Traditional approaches fail:
- Send file to LLM context: 10MB CSV = ~100,000+ tokens. Expensive, slow, often impossible.
- Write a script: Context switch, setup overhead, not conversational.
- Use pandas/Excel: Great for humans, useless for LLM automation.
The Solution
DataQL lets you query any data file using SQL. One command, instant results:
# Instead of sending 50,000 rows to an LLM...
dataql run -f sales.csv -q "SELECT region, SUM(revenue) FROM sales GROUP BY region"

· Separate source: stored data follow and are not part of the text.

PR #314826, opened 2026-05-06
Chat terminal: detect sensitive prompts and surface focus-terminal UI

### LINKED ISSUE #314796: Chat terminal: show confirmation dialog and focus terminal when a password prompt is detected
When the chat agent's `run_in_terminal` tool runs a command that prompts for a password (e.g., `sudo`, `ssh`, `gh auth login`, `npm publish` 2FA), the terminal silently waits for input. For users who rely on a screen reader — and even for sighted users not actively watching the terminal — there is no signal that input is required, and the chat session appears to hang.

### Proposal

Show an explicit confirmation dialog (or comparable UI affordance) the first time a running terminal command appears to be waiting for password / secret input. The dialog should:

- Announce via ARIA live region that the terminal is waiting for input.
- Offer a primary action that focuses the terminal so the user can type their secret directly (we should never round-trip the secret through the model).
- Offer a secondary action to cancel the command.

### Why

- **Accessibility**: screen-reader users currently get no announcement when a tool stalls on a hidden prompt.
- **Discoverability**: even sighted users can miss the prompt because the chat view is in front and the terminal isn't necessarily visible.
- **Safety**: routing the user straight to the terminal is the only correct way to enter a secret — `vscode_askQuestions` and similar would expose the value to the model.

### Notes

- Detection heuristic could reuse the same prompt-detection that the shell-integration / capabilities layer already does (`Password:`, `Passphrase:`, `[sudo] password for ...`, etc.).
- Should not appear for non-secret prompts — those are already covered by other UX.

meganrogge:
Default:

https://github.com/user-attachments/assets/adb282d3-fc1b-447b-82fa-a0799de713fd

Autopilot:

https://github.com/user-attachments/assets/3bf42246-454f-4767-8913-75d08a9343ac

Fixes #314796.

When a command run via the chat terminal tool produces output that looks like a password / passphrase / secret prompt (e.g. `Password:`, `[sudo] password for user:`, `Passphrase for /home/me/.ssh/id_rsa:`, `Enter PIN:`, `Verification code:`), we never want the model to answer — the secret has to come from the user directly. The agent system prompt already instructs the model not to call `ask_questions` for secrets, but until now there was no explicit detection or UI affordance, and screen-reader users got no announcement that input was required.

### Changes

- New `detectsSensitiveInputPrompt` regex covering the common patterns above.
- New `onDidDetectSensitiveInputNeeded` signal on `IOutputMonitor`, fired from the same idle-detection path as `onDidDetectInputNeeded` but routed separately so the regular "looks like a prompt — answer it" UX is bypassed for secrets.
- `runInTerminalTool` (foreground + background paths) listens for the sensitive signal. Behavior depends on the session permission level:

#### Default / Ask sessions (human in the loop)

A chat elicitation appears with:

- A primary **Focus Terminal** action that focuses the terminal so the user can type their secret directly.
- A secondary **Cancel Command** action that kills the running command.

The sensitive signal does **not** resolve the foreground race candidate. While the dialog is up the tool keeps waiting:

- If the user clicks **Focus Terminal** and types the secret, the command finishes and `executionPromise` wins → result is reported as `completed` with normal output.
- If the user clicks **Cancel Command**, execution is cancelled and the race resolves through the same `completed` (cancelled) path.

The secret never round-trips through the model.

#### Auto-approve / Autopilot sessions (no human)

There is no human in the loop and the terminal can be cleaned up after the tool returns, so a Focus Terminal button would be misleading. Instead the tool simply:

1. Cancels the running command.
2. Adds a steering note to the tool result that explicitly tells the model:
   - The user is unavailable.
   - The command has been cancelled.
   - Do **not** retry, do **not** call `send_to_terminal`, do **not** call `vscode_askQuestions` for the secret.
   - Tell the user to run the command interactively when they are available.

The agent

### DIFF
--- a/src/vs/workbench/contrib/terminalContrib/chatAgentTools/browser/tools/monitoring/outputMonitor.ts
+++ b/src/vs/workbench/contrib/terminalContrib/chatAgentTools/browser/tools/monitoring/outputMonitor.ts
@@ -20,6 +20,14 @@ export interface IOutputMonitor extends Disposable {
 
 	readonly onDidFinishCommand: Event<void>;
 	readonly onDidDetectInputNeeded: Event<void>;
+	/**
+	 * Fires when the terminal is detected to be waiting for sensitive input
+	 * (e.g. a password, passphrase, token, secret or verification code). This
+	 * is fired *instead of* {@link onDidDetectInputNeeded} so callers can show
+	 * UI that focuses the terminal rather than routing the prompt through the
+	 * agent.
+	 */
+	readonly onDidDetectSensitiveInputNeeded: Event<void>;
 }
 
 export interface IOutputMonitorTelemetryCounters {
@@ -97,6 +105,9 @@ export class OutputMonitor extends Disposable implements IOutputMonitor {
 
 	private readonly _onDidDetectInputNeeded = this._register(new Emitter<void>());
 	readonly onDidDetectInputNeeded: Event<void> = this._onDidDetectInputNeeded.event;
+
+	private readonly _onDidDetectSensitiveInputNeeded = this._register(new Emitter<void>());
+	readonly onDidDetectSensitiveInputNeeded: Event<void> = this._onDidDetectSensitiveInputNeeded.event;
 
 	private _asyncMode = false;
 	private _command = '';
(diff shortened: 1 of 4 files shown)


meganrogge:

dmitrivMS (approved):

RENOxDECEPTION:
this is hot garbage, why would you implement this with no option to the user to override it? Now I have to run every sudo command manually even on my local only raspberry pi? for real?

# You get just what you need:
# region | SUM(revenue)
# North | 1,234,567
# South | 987,654
Why This Matters
| Scenario | Without DataQL | With DataQL |
|---|---|---|
| Analyze 10MB CSV with LLM | ~100,000 tokens ($3+) | ~500 tokens ($0.01) |
| Query data from S3 | Download → Script → Parse | One command |
| Join CSV + JSON + Database | Custom ETL pipeline | Single SQL query |
| Automate data reports | Complex scripts | Simple CLI + cron |
| LLM data analysis | Context overflow | No size limit |
Key Benefits
- Token Efficient: LLMs get query results, not raw data. 99% reduction in token usage.
- Universal Format Support: CSV, JSON, Parquet, Excel, XML, YAML, Avro, ORC - all queryable with SQL.

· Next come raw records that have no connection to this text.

PR #314841, opened 2026-05-06
sessions: retain attached editor maximize state

hawkticehurst:
## Summary
- retain the maximized state of sessions main editors reopened from the auxiliary-bar-attached flow
- keep modal editor flows unchanged so reopening modal editors does not inherit attached-editor maximize state
- document the behavior in the sessions layout spec and add workbench coverage for the restore logic

## Validation
- `npm run compile-check-ts-native` *(currently fails on `main` due to unrelated errors in `src/vs/workbench/test/browser/componentFixtures/fixtureUtils.ts` referencing `context.host`)*
- `node --experimental-strip-types build/hygiene.ts src/vs/sessions/browser/workbench.ts src/vs/sessions/test/browser/workbench.test.ts src/vs/sessions/LAYOUT.md`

- Any Data Source: Local files, URLs, S3, GCS, Azure, PostgreSQL, MySQL, MongoDB.
- LLM-Native: Built-in MCP server for Claude, Codex, Gemini. Skills for Claude Code.
- Zero Setup: Single binary, no dependencies, no configuration files.
- Familiar Syntax: If you know SQL, you know DataQL.
Features
Supported File Formats:
- CSV (with configurable delimiter)
- JSON (arrays or single objects)
- JSONL/NDJSON (newline-delimited JSON)
- XML
- YAML
- Parquet
- Excel (.xlsx, .xls)
- Avro
- ORC
Data Sources:
- Local files
- HTTP/HTTPS URLs
- Amazon S3
- Google Cloud Storage
- Azure Blob Storage
- Standard input (stdin)
Database Connectors:
- PostgreSQL
- MySQL
- DuckDB
- MongoDB
Key Capabilities:
- Execute SQL queries using SQLite syntax
- Export results to CSV or JSONL formats
- Interactive REPL mode with command history
- Progress bar for large file operations
- Parallel file processing for multiple inputs
- Automatic flattening of nested JSON objects
- Join data from multiple sources
LLM Integration:
- MCP Server for Claude Code, OpenAI Codex, Google Gemini
- Auto-activating Claude Code Skills
- Token-efficient data processing for AI assistants
Quick Start
Installation
Linux / macOS:
curl -fsSL https://raw.githubusercontent.com/adrianolaselva/dataql/main/scripts/install.sh | bash
Windows (PowerShell):
irm https://raw.githubusercontent.com/adrianolaselva/dataql/main/scripts/install.ps1 | iex
Hello World
# Create a sample CSV file
echo -e "id,name,age\n1,Alice,28\n2,Bob,35\n3,Charlie,42" > users.csv
# Query the data
dataql run -f users.csv -q "SELECT * FROM users WHERE age > 30"
Basic Usage
# Query a CSV file
dataql run -f data.csv -q "SELECT * FROM data WHERE amount > 100"
# Query a JSON file
dataql run -f users.json -q "SELECT name, email FROM users WHERE status = 'active'"
# Query from URL
dataql run -f "https://example.com/data.csv" -q "SELECT * FROM data"
# Query from S3
dataql run -f "s3://my-bucket/data.csv" -q "SELECT * FROM data"
# Query from PostgreSQL
dataql run -f "postgres://user:pass@localhost/db?table=users" -q "SELECT * FROM users"
# Read from stdin
cat data.csv | dataql run -f - -q "SELECT * FROM stdin"
# Export results
dataql run -f input.csv -q "SELECT * FROM input" -e output.jsonl -t jsonl
Interactive Mode
dataql run -f sales.csv
dataql> .tables
dataql> .schema sales
dataql> SELECT product, SUM(amount) as total FROM sales GROUP BY product ORDER BY total DESC;
dataql> .exit
Documentation
- Getting Started - Installation and Hello World examples
- CLI Reference - Complete command-line reference
- Data Sources - Working with S3, GCS, Azure, URLs, and stdin
- Database Connections - Connect to PostgreSQL, MySQL, DuckDB, MongoDB
- LLM Integration - Use DataQL with Claude, Codex, Gemini
- MCP Setup - Configure MCP server for LLM integration
- Examples - Real-world usage examples and automation scripts
About
A rewrite of csvql (2019), built entirely with AI assistance. An experiment in AI-assisted development that turned out pretty well.
License
This project is licensed under the MIT License - see the LICENSE file for details.